Since banks use the money in deposits to dole out loans, analysts said, one of the major reasons for the lag in the transmission is the fixed rates of some of the deposits.

Around 55% of the deposits in India are for a fixed term of two to three years, noted Abhinesh Vijayaraj, vice-president of equity research and banking analyst at Chennai-based advisor Spark Capital. “So banks cannot cut rates for these deposits immediately.
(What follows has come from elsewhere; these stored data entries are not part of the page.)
PR #1306, opened 2016-10-15
Hide create option after closing menu

### LINKED ISSUE #1256: Remove Creatable's new option on close
Hey all,

The new `Creatable` component works really well! Thank you.

On thing I am trying to figure out is how I can make sure that the "Create option XYZ" option gets removed when the select closes. Some users are confused that they are presented with that option, even though there is nothing typed in the field.

Looking at the list of props, I don't see an option for this. Am I missing something?

Thanks,

Alexis

andreme:
Always pass changes to the input value back to the Creatable.

There is one change in focusAdjacentOption where I wasn't sure whether handleInputValueChange should also be called?

This should fix #1256

### DIFF
--- a/src/Select.js
+++ b/src/Select.js
@@ -395,13 +395,12 @@ const Select = React.createClass({
 			this.setState({
 				isOpen: false,
 				isPseudoFocused: this.state.isFocused && !this.props.multi,
-				inputValue: ''
+				inputValue: this.handleInputValueChange('')
 			});
 		}	else {
 			this.setState({
 				isOpen: false,
-				isPseudoFocused: this.state.isFocused && !this.props.multi,
-				inputValue: this.state.inputValue
+				isPseudoFocused: this.state.isFocused && !this.props.multi
 			});
 		}
 		this.hasScrolledToOption = false;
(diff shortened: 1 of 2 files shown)


JedWatson:
This looks good to me, @bvaughn let me know if you can see any issues merging this?

bvaughn:
Nice fix, @andreme. 😄 

At a quick glance, the change seems good to me @JedWatson. Cannot easily smoke-test it b'c I am without a laptop this weekend (in between jobs) but I think the approach looks solid.

andreme:
@JedWatson @bvaughn Any chance for a merge soon?

Praiodan:
Would be a useful fix for us, too.

xthiago:
@JedWatson @bvaughn Could you merge this PR?

g3ortega:
I'm needing this, any news?

agirton:
Tested this locally and works as expected. Thank you for your patience!

xthiago:
Thank you @agirton and @andreme! \o/

Will this feature be released in the next release candidate of version 1.0?

agirton:
@CShigaki did you build the examples or just clone and run install?

lorenzos:
I think this has fixed also #1575. On the examples I'm not able to reproduce #1575 anymore. If I checkout before this PR's merge with `git checkout d8a34ec`, I see #1575 again.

Only after they mature, banks can reduce rates when customers come to them for rolling over these deposits,” said Vijayaraj.

He also pointed out that banks compete for deposits, which helps them to lend more and hence they can’t drastically cut interest rates on loans despite repo rate reduction.

This is evident from RBI data which shows that term deposit rates haven’t fallen sharply since February 2019.

Apart from the cost of deposits and repo rate, banks charge a risk premium, which is based on the profile of a borrower. With the economic slump hurting individuals’ incomes, banks have increased the risk premium.

“In today’s scenario, banks are opting for conservative approach in retail lending especially for the self-employed segments and some private-sector employees as the uncertainty looms over pay cuts and job losses,” said Anil Gupta, a banking analyst at credit rating agency ICRA.

In addition, banks add spread to the loan interest rate, which involves operating cost, credit cost (provisioning for bad loans), and profit margin. Bad loans are expected to mount due to the grim economic environment, and hence banks will be looking to charge higher interest rates to offset their losses. These factors are further pushing interest rates upwards.

Worst off

While banks have marginally cut interest rates, non-banking financial companies (NBFCs) are in no position to provide relief to their customers.

Post the IL&FS crisis, the cost of borrowing for most of India’s shadow bankers has gone up.

“Since last year they have been marginally cutting rate and hence I had to pay a fee of Rs6,000 to avail full benefit of recent rate cuts by the RBI,” claimed Abhishek Kumar, IT professional (name changed), who has taken a home loan from HDFC.

Vijayaraj of Spark Capital said NBFCs heavily rely on banks and debt markets. “Banks have been reluctant to give money to shadow bankers in the current economic environment. Also, debt markets have become risk-averse. As their cost of borrowing goes up, they won’t be able to lower interest rates.”

It’s clear that the mid-income mortgage borrowers are stuck between the devil and the deep sea. And with a grim economic scenario unlikely to improve for some time, their financial suffering may remain elevated.